Come on now, step it up!


----------



## Ben (Nov 7, 2006)

LeBron with 2 fouls


----------



## Wade2Bosh (Mar 31, 2004)

Wow, playing awful right now.


----------



## PoetLaureate (Feb 8, 2009)

We just start out slow on offense which leads to Philly transition points off rebounds. If they are in half court then Elton is making fadeaways over outstretched arms. It won't continue.


----------



## Wade2Bosh (Mar 31, 2004)

Wake up, Wade

Now he hits a bad shot 3. Lucky he made that.


----------



## PoetLaureate (Feb 8, 2009)

Wade is in retard mode


----------



## Wade2Bosh (Mar 31, 2004)

Mario hasnt made **** this series.


----------



## Wade2Bosh (Mar 31, 2004)

Now Mario makes a 3...

28-16 after 1

Just a horrible 1st quarter. Bosh and Wade struggled and Lebron gets 2 early fouls.


----------



## Wade2Bosh (Mar 31, 2004)

Too many 3's right now.


----------



## Wade2Bosh (Mar 31, 2004)

strong and1 by Lebron

Finally, a strong drive.


----------



## Ben (Nov 7, 2006)

LeBron, too much power


----------



## Ben (Nov 7, 2006)

Why JJ?


----------



## Wade County (Jun 22, 2003)

Poor start. Wtf guys. Close this series out strong...


----------



## Wade2Bosh (Mar 31, 2004)

they are doing everything right and we cant do anything right.


----------



## PoetLaureate (Feb 8, 2009)

JJ didn't do anything, that was a harmless one handed push.
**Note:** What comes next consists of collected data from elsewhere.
PR #458, opened 2024-06-06
Ability to add Mobile App Ids in Client Side Integration

ashleysmithTTD:
What Changed:
- Ability to add, edit and delete mobile app ids
- Ability to view app ids in a table
- Validation for the three types of mobile app ids
- Changed several folders/files/function names to be more generalized between app ids and domains
- Add app ids as field where needed
- Changed instructions where necessary
- Corresponding storybook files
- Updated version of braces npm package to fix vulnerability
- Changed `clientSideIntegration.tsx` to use new loader pattern

Test Plan:
- Add mobile app ids
- Add invalid app ids
- Add duplicate app ids
- Add app ids that already exist in the list
- Add app ids while deleting the existing ones
- Edit app id
- Edit app id to something invalid
- Delete a single app id
- Bulk delete app ids
- Search app ids
- Test all steps above for domains as well 
- Test add, edit, delete for key pair
- Check that rows are inserted into audit trails db when an action is performed
- Check new storybook files


src/web/components/ClientSideTokenGeneration/CstgHelper.spec.ts
```diff
@@ -1,4 +1,4 @@
-import { extractTopLevelDomain, getPagedDomains } from './CstgDomainHelper';
+import { extractTopLevelDomain, getPagedValues, isAppStoreId } from './CstgHelper';
```
ashleysmithTTD, line 1: Changed function name to `getPagedValues` to make it more general

src/web/components/ClientSideTokenGeneration/CstgDomainHelper.spec.ts
```diff
@@ -1,71 +0,0 @@
...
-      const rowsPerPage = 50;
-      expect(getPagedDomains(longDomainsList, pageNumber, rowsPerPage)).toEqual(longDomainsList);
-    });
-    it('should return an empty list', () => {
-      const pageNumber = 0;
-      const rowsPerPage = 10;
-      expect(getPagedDomains(longDomainsList, pageNumber, rowsPerPage)).toEqual([]);
-    });
-  });
-});
```
ashleysmithTTD, line 71: Moved to CstgHelper.ts

src/web/utils/textHelpers.spec.ts
```diff
@@ -216,4 +217,15 @@ describe('Text helper tests', () => {
       ]);
     });
   });
+
+  it('should check if string is alphanumeric with hyphen and dot', () => {
```
ssundahlTTD, line 221: Looks like you also have a helper method for underscores.  should add a test for that here, too.

src/web/screens/clientSideIntegration.tsx
```diff
@@ -47,6 +58,10 @@ function ClientSideIntegration() {
     loadDomainNames();
   }, [loadDomainNames]);
 
+  useEffect(() => {
```
ssundahlTTD, line 61: Can all of these be combined into one useEffect()?  And better yet, can we use the loader pattern that Lionell established to load all of these when the page itself loads?

src/web/components/ClientSideTokenGeneration/AppIds/CstgEditDomainDialog.stories.tsx
```diff
@@ -0,0 +1,34 @@
+import { Meta } from '@storybook/react';
```
ssundahlTTD, line 1: This file is named incorrectly (Domain rather than AppId)

src/web/services/appIdsService.ts
```diff
@@ -0,0 +1,38 @@
...
+export type EditAppIdFormProps = {
+  appId: string;
+};
+
+export async function GetAppIds(participantId?: number) {
+  try {
+    const result = await axios.get<string[]>(
+      `/participants/${participantId ?? 'current'}/appNames`
+    );
+    if (result.status === 200) {
```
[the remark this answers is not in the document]
ashleysmithTTD: Yep fallback handler will take care of it

src/web/components/ClientSideTokenGeneration/CstgAddDialog.tsx
```diff
@@ -0,0 +1,136 @@
...
+      });
+      if (invalidAppIds.length > 0) {
+        handleError(
+          `The mobile app ids entered are invalid: ' ${formatStringsWithSeparator(invalidAppIds)}`
+        );
+      } else {
+        await onAddCstgValues(newCstgValues, deleteExistingList);
+      }
+    }
+  };
```
ashleysmithTTD, line 95: This function may look a little funny between domain and app id - the reason is because currently, domain validation is on the backend and app id validation is on the front end.  Domains also need to be deduped a second time to filter out the case that two entered domains lead to the same +1 domain (ex. photos.google.com and drive.google.com both -> google.com)

src/web/components/ClientSideTokenGeneration/CstgEditDialog.tsx
```diff
@@ -0,0 +1,101 @@
...
+    } else if (cstgValueType === CstgValueType.MobileAppId) {
+      if (!validateAppId(updatedCstgValue)) {
+        showInvalidError();
+      }
+    } else {
+      const editSuccess = await onEdit(updatedCstgValue, originalCstgValue);
+      if (!editSuccess) {
+        showInvalidError();
+      }
+    }
```
ashleysmithTTD, line 71: Again here, may look a little weird because validating an edited app id = front end, validating an edited top level domain = back end

src/api/services/adminServiceClient.ts
```diff
@@ -278,3 +278,13 @@ export const setSiteDomainNames = async (
   });
   return response.data;
 };
+
+export const setSiteAppNames = async (
+  siteId: number,
+  appNames: string[]
+): Promise<AdminSiteDTO> => {
+  const response = await adminServiceClient.post(`/api/site/app_names?=id=${siteId}`, {
```
lionell-pack-ttd, line 286: /api/site/app_names?=id=${siteId}

The first = looks unnecessary, but I can see the domain names call has the same extra =. Any ideas on why?

src/web/components/ClientSideTokenGeneration/CstgAddDialog.tsx
lionell-pack-ttd: Another way to approach this would be to inject the validation behaviour - either by providing a validator function or else just leaving validation to the `onAddCstgValues` handler. But ... we're expecting some re-work on this anyway when we do the UX enhancement for the app IDs, so I think this is fine for now.

src/web/components/ClientSideTokenGeneration/CstgEditDialog.tsx
lionell-pack-ttd: Perhaps injecting an optional validator (and maybe an optional transformer function as well - e.g. for domains it would be `extractTopLevelDomain`) might have been cleaner, but I think this approach is OK in this case. I don't think we're likely to extend it to 3+ types of things this table handles, and we can always tweak it later.

package.json
```diff
@@ -43,6 +43,7 @@
     "axios": "^1.6.7",
     "babel-plugin-transform-typescript-metadata": "^0.3.2",
     "body-parser": "^1.20.2",
+    "braces": "^3.0.3",
```
lionell-pack-ttd, line 46: Why is this added? I can't see it being used anywhere.

lionell-pack-ttd (approved):

PR #461, opened 2024-06-12
Show banner if user does not have sharing permissions

ashleysmithTTD:
What Changed:

- banner to show if user does not have sharing permissions on home page (see UX in Jira ticket)
- updated version number for braces npm package - was getting a high vulnerability that was causing the build to fail

Test Plan:
- test that the card looks correct when you do have sharing permissions
- change your participant's site id to a site id that does not have any keysets associated with it in local admin (I changed mine to site id = 1002) and see banner on home page


ashleysmithTTD:
NoSharingPermissions

ssundahlTTD (approved):

PR #462, opened 2024-06-13
Add a joyride setup and provide the first tour.

lionell-pack-ttd:


src/web/components/SiteTour/UpdatesTour.tsx
```diff
@@ -0,0 +1,39 @@
...
+
+function callback(data: CallBackProps) {
+  const doNotShowAgainActions: Actions[] = ['close', 'skip', 'stop', 'reset'];
+  if (doNotShowAgainActions.includes(data.action)) markTourAsSeen();
+}
+
+export function UpdatesTour() {
+  const showTour = ShouldShowTour();
+  const actionButtonStyle = {
+    backgroundColor: '#cdf200', // --theme-button
```
lionell-pack-ttd, line 13: Sadly, joyride doesn't support classes or css - it sets styles directly on elements 😭

src/web/components/SiteTour/tourStorage.ts
```diff
@@ -0,0 +1,47 @@
...
+function isValidTourData(data: unknown | TourData): data is TourData {
+  return (
+    (data as TourData).seenForVersions !== undefined &&
+    Array.isArray((data as TourData).seenForVersions)
+  );
+}
+
+function getTourData(): TourData {
+  const noData = { seenForVersions: [] };
+  const unparsed = localStorage.getItem(tourStorageKey);
```
lionell-pack-ttd, line 28: Local storage for now, but we might need to think about some options etc. storage for each user for things like this.

PR #468, opened 2024-06-17
Add sorting to tables portal

ashleysmithTTD:
What Changed:

Added sorting to the following tables:

- Key Table in API Keys page
- Business Contacts table
- Key Pairs Table in Client Side Integration
- Approved Participants Table
- Team Members table 

Sorting on Domains table and Mobile App Ids table not added yet - these need to wait until we fix the pattern in `SortableTableHeader` to be able to sort on primitive types, not just objects.  A new ticket has been created for this.


src/web/components/KeyPairs/KeyPairsTable.tsx
```diff
@@ -59,20 +64,28 @@ function KeyPairsTable({
...
+              sortKey='created'
+              header='Created'
+            />
             <th className='action'>Actions</th>
           </tr>
         </thead>
         <tbody>
-          {keyPairs &&
-            keyPairs.map((k) => (
+          {sortedKeyPairs &&
```
alex-yau-ttd, line 83: Since we are defaulting to an empty array on line 40, I think we can get rid of this check. So I think we can just have:
```
<tbody>
  {sortedKeyPairs.map((k) => (
    <KeyPair
      key={k.publicKey}
      keyPair={k}
      existingKeyPairs={sortedKeyPairs}
      onEdit={onKeyPairEdit}
      onDisable={onKeyPairDisable}
    />
  ))}
</tbody>
```

alex-yau-ttd: sonarlint suggests using an optional chain but I don't think we even need that.

src/web/components/KeyPairs/KeyPairsTable.tsx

Thad Young has to come over and make everything all dramatic.


----------



## Ben (Nov 7, 2006)

LeBron again, too strong


----------



## Ben (Nov 7, 2006)

Wade Bosh and LeBron have scored 20 of our 23 pts


----------



## Wade2Bosh (Mar 31, 2004)

Mario 33333


----------



## Wade2Bosh (Mar 31, 2004)

nice 5-0 run. That better wake their asses up.


----------



## Ben (Nov 7, 2006)

As much as I don't want it to happen since it'll lose me quite a bit of betting money, I'm wondering if the loss here would help in the long run. We can't keep coming out in the playoffs thinking talent alone will get us by. The Celtics will destroy us if we do.


----------



## Wade2Bosh (Mar 31, 2004)

good steal by Wade


----------



## Wade2Bosh (Mar 31, 2004)

Mario 33333 

6pt game


----------



## Ben (Nov 7, 2006)

6pts!


----------



## Wade2Bosh (Mar 31, 2004)

Lebron dunk!

12-0 run

Wow


----------



## PoetLaureate (Feb 8, 2009)

Heat make some baskets and are able to set up their half court defense. Philly gets shut down.


----------



## Ben (Nov 7, 2006)

Nice offensive finishing right now


----------



## Wade2Bosh (Mar 31, 2004)

Thank you for finally showing up, Dwyane.


----------



## R-Star (Jun 13, 2002)

Wow, I hope I'm not the only person who finds its annoying/sad/pathetic when Lebron throws a tantrum any time there's _ANY_ contact with him, no matter how minor it is. 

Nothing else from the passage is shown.